> Task details: Here are some records. Transcribe all of them exactly.
"""
PR #223, opened 2021-07-31
Generic GtsfmMetric class to store metrics

akshay-krishnan:
Adding two classes `GtsfmMetric` and `GtsfmMetricsGroup` in the evaluation directory. These classes can be used to store, save, load and plot metrics, all of which will be done in future PRs. 

The added tests illustrate the intended usage of these classes.


gtsfm/evaluation/metrics.py
```diff
@@ -0,0 +1,287 @@
...
+
+class GtsfmMetric:
+    """Class to store a metric computed in a GTSfM module."""
+
+    class PlotType(Enum):
+        BAR = 1  # For scalars
+        BOX = 2  # For 1D distributions
+        HISTOGRAM = 3  # For 1D distributions
+
+    def _get_plot_types_for_dim(self, dim) -> List[PlotType]:
```
johnwlambert, line 26: Thanks for the PR, Akshay. Looks great. Missing type hint on dim

johnwlambert: Double underscore for private methods?

gtsfm/evaluation/metrics.py
```diff
@@ -0,0 +1,287 @@
...
+
+        Returns:
+            summary as a dict that can be serialized to JSON for storage.
+        """
+        if data.ndim != 1:
+            raise ValueError("Metric must be a 1D distribution to get summary.")
+        summary = {
+            "min": np.min(data).tolist(),
+            "max": np.max(data).tolist(),
+            "median": np.median(data).tolist(),
```
johnwlambert, line 88: Should it be nanmean and nanmedian?

gtsfm/evaluation/metrics.py
```diff
@@ -0,0 +1,287 @@
...
+        return output
+
+    def __init__(
+        self,
+        name: str,
+        data: Optional[Union[np.array, float, List[Union[int, float]]]] = None,
+        summary: Optional[Dict[str, Any]] = None,
+        store_full_data: bool = True,
+        plot_type: PlotType = None,
+    ):
```
johnwlambert, line 121: Missing return type?

gtsfm/evaluation/metrics.py
```diff
@@ -0,0 +1,287 @@
...
+            Quartiles of the data as a dict where keys are q0, q1, q2, q3, and q4
+        """
+        query = list(range(0, 101, 25))
+        quartiles = np.percentile(data, query)
+        output = {}
+        for i, q in enumerate(query):
+            output["q" + str(i)] = quartiles[i].tolist()
+        return output
+
+    def __init__(
```
johnwlambert, line 114: Should the constructor be the first method listed in the class?

gtsfm/evaluation/metrics.py
```diff
@@ -0,0 +1,287 @@
...
+    def extend(self, metrics_group: GtsfmMetricsGroup):
+        self._metrics.extend(metrics_group.metrics)
+
+    def get_metrics_as_dict(self) -> Dict[str, Dict[str, Any]]:
+        metrics_dict = {}
+        for metric in self._metrics:
+            metrics_dict.update(metric.get_metric_as_dict())
+        return {self._name: metrics_dict}
+
+    def save_to_json(self, path: str):
```
johnwlambert, line 269: Missing return type

tests/evaluation/metrics_test.py
```diff
@@ -0,0 +1,134 @@
+"""Tests for GtsfmMetric and GtsfmMetricsGroup. 
+
+Authors: Akshay Krishnan
+"""
+import copy
+import numpy as np
+import unittest
+import tempfile
+import os
```
johnwlambert, line 9: Needs to be listed in three groups. I think not sorted alphabetically currently.

tests/evaluation/metrics_test.py
```diff
@@ -0,0 +1,134 @@
...
+        self._metric_dict_no_data = copy.deepcopy(self._metric_dict_histogram)
+        del self._metric_dict_no_data["bar_metric"]["full_data"]
+
+    def test_create_scalar_metric(self):
+        metric = GtsfmMetric("a_scalar", 2)
+        self.assertEqual(metric.name, "a_scalar")
+        np.testing.assert_equal(metric.data, np.array([2]))
+        self.assertEqual(metric.plot_type, GtsfmMetric.PlotType.BAR)
+
+    def test_create_1d_distribution_metric(self):
```
johnwlambert, line 65: Could you explain in a comment why box is the only valid Plot type here?

gtsfm/evaluation/metrics.py
```diff
@@ -0,0 +1,287 @@
...
+from __future__ import annotations
+
+import json
+import numpy as np
+from enum import Enum
+from typing import Any, Dict, List, Union
+
+import gtsfm.utils.io as io
+
+DATA_KEY = "full_data"
```
johnwlambert, line 14: Could you provide some high level comments explaining what these keys mean? How is full data defined, and when is it preferred?

gtsfm/evaluation/metrics.py
```diff
@@ -0,0 +1,287 @@
...
+        metrics_dict = {}
+        for metric in self._metrics:
+            metrics_dict.update(metric.get_metric_as_dict())
+        return {self._name: metrics_dict}
+
+    def save_to_json(self, path: str):
+        io.save_json_file(path, self.get_metrics_as_dict())
+
+    @classmethod
+    def parse_from_dict(cls, metrics_group_dict) -> GtsfmMetricsGroup:
```
johnwlambert, line 273: Could you add A docstring explaining where/why this would be used in a GTSFM workflow? Parsing from json makes sense for later vis,  i I was confused about this  one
"""
> Written reply:
PR #223, opened 2021-07-31
Generic GtsfmMetric class to store metrics

akshay-krishnan:
Adding two classes `GtsfmMetric` and `GtsfmMetricsGroup` in the evaluation directory. These classes can be used to store, save, load and plot metrics, all of which will be done in future PRs. 

The added tests illustrate the intended usage of these classes.


gtsfm/evaluation/metrics.py
```diff
@@ -0,0 +1,287 @@
...
+
+class GtsfmMetric:
+    """Class to store a metric computed in a GTSfM module."""
+
+    class PlotType(Enum):
+        BAR = 1  # For scalars
+        BOX = 2  # For 1D distributions
+        HISTOGRAM = 3  # For 1D distributions
+
+    def _get_plot_types_for_dim(self, dim) -> List[PlotType]:
```
johnwlambert, line 26: Thanks for the PR, Akshay. Looks great. Missing type hint on dim

johnwlambert: Double underscore for private methods?

gtsfm/evaluation/metrics.py
```diff
@@ -0,0 +1,287 @@
...
+
+        Returns:
+            summary as a dict that can be serialized to JSON for storage.
+        """
+        if data.ndim != 1:
+            raise ValueError("Metric must be a 1D distribution to get summary.")
+        summary = {
+            "min": np.min(data).tolist(),
+            "max": np.max(data).tolist(),
+            "median": np.median(data).tolist(),
```
johnwlambert, line 88: Should it be nanmean and nanmedian?

gtsfm/evaluation/metrics.py
```diff
@@ -0,0 +1,287 @@
...
+        return output
+
+    def __init__(
+        self,
+        name: str,
+        data: Optional[Union[np.array, float, List[Union[int, float]]]] = None,
+        summary: Optional[Dict[str, Any]] = None,
+        store_full_data: bool = True,
+        plot_type: PlotType = None,
+    ):
```
johnwlambert, line 121: Missing return type?

gtsfm/evaluation/metrics.py
```diff
@@ -0,0 +1,287 @@
...
+            Quartiles of the data as a dict where keys are q0, q1, q2, q3, and q4
+        """
+        query = list(range(0, 101, 25))
+        quartiles = np.percentile(data, query)
+        output = {}
+        for i, q in enumerate(query):
+            output["q" + str(i)] = quartiles[i].tolist()
+        return output
+
+    def __init__(
```
johnwlambert, line 114: Should the constructor be the first method listed in the class?

gtsfm/evaluation/metrics.py
```diff
@@ -0,0 +1,287 @@
...
+    def extend(self, metrics_group: GtsfmMetricsGroup):
+        self._metrics.extend(metrics_group.metrics)
+
+    def get_metrics_as_dict(self) -> Dict[str, Dict[str, Any]]:
+        metrics_dict = {}
+        for metric in self._metrics:
+            metrics_dict.update(metric.get_metric_as_dict())
+        return {self._name: metrics_dict}
+
+    def save_to_json(self, path: str):
```
johnwlambert, line 269: Missing return type

tests/evaluation/metrics_test.py
```diff
@@ -0,0 +1,134 @@
+"""Tests for GtsfmMetric and GtsfmMetricsGroup. 
+
+Authors: Akshay Krishnan
+"""
+import copy
+import numpy as np
+import unittest
+import tempfile
+import os
```
johnwlambert, line 9: Needs to be listed in three groups. I think not sorted alphabetically currently.

tests/evaluation/metrics_test.py
```diff
@@ -0,0 +1,134 @@
...
+        self._metric_dict_no_data = copy.deepcopy(self._metric_dict_histogram)
+        del self._metric_dict_no_data["bar_metric"]["full_data"]
+
+    def test_create_scalar_metric(self):
+        metric = GtsfmMetric("a_scalar", 2)
+        self.assertEqual(metric.name, "a_scalar")
+        np.testing.assert_equal(metric.data, np.array([2]))
+        self.assertEqual(metric.plot_type, GtsfmMetric.PlotType.BAR)
+
+    def test_create_1d_distribution_metric(self):
```
johnwlambert, line 65: Could you explain in a comment why box is the only valid Plot type here?

gtsfm/evaluation/metrics.py
```diff
@@ -0,0 +1,287 @@
...
+from __future__ import annotations
+
+import json
+import numpy as np
+from enum import Enum
+from typing import Any, Dict, List, Union
+
+import gtsfm.utils.io as io
+
+DATA_KEY = "full_data"
```
johnwlambert, line 14: Could you provide some high level comments explaining what these keys mean? How is full data defined, and when is it preferred?

gtsfm/evaluation/metrics.py
```diff
@@ -0,0 +1,287 @@
...
+        metrics_dict = {}
+        for metric in self._metrics:
+            metrics_dict.update(metric.get_metric_as_dict())
+        return {self._name: metrics_dict}
+
+    def save_to_json(self, path: str):
+        io.save_json_file(path, self.get_metrics_as_dict())
+
+    @classmethod
+    def parse_from_dict(cls, metrics_group_dict) -> GtsfmMetricsGroup:
```
johnwlambert, line 273: Could you add A docstring explaining where/why this would be used in a GTSFM workflow? Parsing from json makes sense for later vis,  i I was confused about this  one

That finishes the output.